## [Problem to work on]
Every record must appear in the response exactly as given.

Saved entries:
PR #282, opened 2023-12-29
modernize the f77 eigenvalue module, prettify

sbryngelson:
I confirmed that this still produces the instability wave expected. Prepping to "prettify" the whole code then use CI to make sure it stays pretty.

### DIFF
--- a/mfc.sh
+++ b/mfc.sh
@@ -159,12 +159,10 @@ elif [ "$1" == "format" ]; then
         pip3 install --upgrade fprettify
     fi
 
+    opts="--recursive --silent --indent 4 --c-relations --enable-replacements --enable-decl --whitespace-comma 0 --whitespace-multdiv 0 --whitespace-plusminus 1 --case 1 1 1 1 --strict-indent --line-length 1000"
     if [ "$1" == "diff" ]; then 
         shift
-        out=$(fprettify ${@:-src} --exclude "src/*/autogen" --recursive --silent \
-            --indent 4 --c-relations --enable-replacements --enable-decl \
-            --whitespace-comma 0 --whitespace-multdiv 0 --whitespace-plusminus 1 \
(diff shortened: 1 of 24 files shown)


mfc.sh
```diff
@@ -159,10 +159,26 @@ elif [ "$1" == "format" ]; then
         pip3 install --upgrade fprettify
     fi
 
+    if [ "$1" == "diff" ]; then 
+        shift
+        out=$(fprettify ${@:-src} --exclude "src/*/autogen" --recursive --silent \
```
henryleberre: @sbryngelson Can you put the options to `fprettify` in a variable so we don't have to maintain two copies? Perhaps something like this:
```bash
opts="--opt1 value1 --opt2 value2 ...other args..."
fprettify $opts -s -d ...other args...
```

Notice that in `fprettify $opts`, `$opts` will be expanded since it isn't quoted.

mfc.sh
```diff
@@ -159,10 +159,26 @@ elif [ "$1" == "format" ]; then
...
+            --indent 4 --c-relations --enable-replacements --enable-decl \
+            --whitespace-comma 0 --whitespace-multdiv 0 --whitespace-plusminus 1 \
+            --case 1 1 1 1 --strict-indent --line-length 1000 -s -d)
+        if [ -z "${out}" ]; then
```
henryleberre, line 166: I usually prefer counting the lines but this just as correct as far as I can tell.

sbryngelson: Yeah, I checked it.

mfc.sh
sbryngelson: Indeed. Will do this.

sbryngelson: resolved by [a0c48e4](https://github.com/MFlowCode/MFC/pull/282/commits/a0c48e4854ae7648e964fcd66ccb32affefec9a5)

## [Task solution]
PR #282, opened 2023-12-29
modernize the f77 eigenvalue module, prettify

sbryngelson:
I confirmed that this still produces the instability wave expected. Prepping to "prettify" the whole code then use CI to make sure it stays pretty.

### DIFF
--- a/mfc.sh
+++ b/mfc.sh
@@ -159,12 +159,10 @@ elif [ "$1" == "format" ]; then
         pip3 install --upgrade fprettify
     fi
 
+    opts="--recursive --silent --indent 4 --c-relations --enable-replacements --enable-decl --whitespace-comma 0 --whitespace-multdiv 0 --whitespace-plusminus 1 --case 1 1 1 1 --strict-indent --line-length 1000"
     if [ "$1" == "diff" ]; then 
         shift
-        out=$(fprettify ${@:-src} --exclude "src/*/autogen" --recursive --silent \
-            --indent 4 --c-relations --enable-replacements --enable-decl \
-            --whitespace-comma 0 --whitespace-multdiv 0 --whitespace-plusminus 1 \
(diff shortened: 1 of 24 files shown)


mfc.sh
```diff
@@ -159,10 +159,26 @@ elif [ "$1" == "format" ]; then
         pip3 install --upgrade fprettify
     fi
 
+    if [ "$1" == "diff" ]; then 
+        shift
+        out=$(fprettify ${@:-src} --exclude "src/*/autogen" --recursive --silent \
```
henryleberre: @sbryngelson Can you put the options to `fprettify` in a variable so we don't have to maintain two copies? Perhaps something like this:
```bash
opts="--opt1 value1 --opt2 value2 ...other args..."
fprettify $opts -s -d ...other args...
```

Notice that in `fprettify $opts`, `$opts` will be expanded since it isn't quoted.

mfc.sh
```diff
@@ -159,10 +159,26 @@ elif [ "$1" == "format" ]; then
...
+            --indent 4 --c-relations --enable-replacements --enable-decl \
+            --whitespace-comma 0 --whitespace-multdiv 0 --whitespace-plusminus 1 \
+            --case 1 1 1 1 --strict-indent --line-length 1000 -s -d)
+        if [ -z "${out}" ]; then
```
henryleberre, line 166: I usually prefer counting the lines but this just as correct as far as I can tell.

sbryngelson: Yeah, I checked it.

mfc.sh
sbryngelson: Indeed. Will do this.

sbryngelson: resolved by [a0c48e4](https://github.com/MFlowCode/MFC/pull/282/commits/a0c48e4854ae7648e964fcd66ccb32affefec9a5)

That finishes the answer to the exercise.